John Neary, a Greenfield language arts teacher and mentor for the school's community service club, acknowledged, "It's an unusual drive and the students are not sure how it'll resonate in the community."
Laura Otten, director of the Nonprofit Center at La Salle University's School of Business, said she "can't come up" with another example of young teens helping college students in such a way. Katherina Rosqueta, founding executive director of the Center for High Impact Philanthropy at Penn, also was stumped to find a precedent. But she said she understood the girls' impetus.
"If there's something that would resonate with a 13-year-old girl who may have just had her first period, it would be that a woman wouldn't be able to afford a tampon," Rosqueta said. "What prompts people to give is when they understand the need."
In September, Peron had reached out to FGLI. A person listed as a FGLI program staff member replied to Peron by email, "We would be happy to accept donations of feminine hygiene products …"
She and the girls were surprised when Penn declined the supplies.
The Rev. William Gipson, associate vice provost for equity and access at Penn, praised the teenagers' initiative, but said that the staffer who agreed to accept the tampons is a part-time worker who "doesn't speak for Penn." He added that Penn "has no process in place" to accept the donation without "guidelines" to be certain the school wasn't "violating any rules."
Gay said the school believes it can provide toiletries for its own students, and that "they were embarrassed by taking resources from a public school that would be perceived as having greater need than Penn. It sounded like something political."
As it happens, Penn students themselves have demonstrated an awareness of the expense of hygiene products. A student club known as the Penn Period Project provides menstrual products for the homeless in West Philadelphia.

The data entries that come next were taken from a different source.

PR #85503, opened 2023-11-29
Fix the documentation of `Bone2D::apply_rest`

20kdc:
`apply_rest`'s current description is highly misleading. `Stores the node's current transforms in [member rest].` implies `rest = transform` when it in fact performs `transform = rest`.

This change is compatible with, and should be backported to, `3.x` along with to any relevant engine branches.

### DIFF
--- a/doc/classes/Bone2D.xml
+++ b/doc/classes/Bone2D.xml
@@ -15,7 +15,7 @@
 		<method name="apply_rest">
 			<return type="void" />
 			<description>
-				Stores the node's current transforms in [member rest].
+				Resets the bone to the rest pose. This is equivalent to setting [member Node2D.transform] to [member rest].
 			</description>
 		</method>
 		<method name="get_autocalculate_length_and_angle" qualifiers="const">


doc/classes/Bone2D.xml
```diff
@@ -15,7 +15,7 @@
 		<method name="apply_rest">
 			<return type="void" />
 			<description>
-				Stores the node's current transforms in [member rest].
+				Resets the bone to the rest pose. Exactly equivalent to [code]transform = rest[/code].
```
Mickeon, line 18: We could be more explicit without needing a code sample.
```suggestion
				Resets the bone to the rest pose. This is equivalent to setting [member Node2D.transform] to [member rest].
```

Mickeon (approved):
This is correct and has been correct for a while. I'm surprised no one noticed.

doc/classes/Bone2D.xml
20kdc: Seems fine, committed suggestion

Mickeon:
Just one more step. Squash the additional commit (https://docs.godotengine.org/en/stable/contributing/workflow/pr_workflow.html#the-interactive-rebase)

20kdc:
> Just one more step. Squash the additional commit (https://docs.godotengine.org/en/stable/contributing/workflow/pr_workflow.html#the-interactive-rebase)

Done.

Mickeon (approved):
The more accurate documentation the merrier 👍

akien-mga:
Thanks!

akien-mga:
Cherry-picked for 4.2.2.
Cherry-picked for 4.1.4.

Ultimately, Gay decided she would accept Penn's offer to dispatch FGLI students to help Iris and Sasha transfer the toiletries to a charity. A GoFundMe account that raised more than $3,000 in Kalina's name, organized by Gay's nephew, will likely go to a charity, too.
Like Gay, Iris said she's on board: "In the end, the resources we collected are still going to people in need of them."
Gay was pleased with Iris' response, as well as her work with Sasha.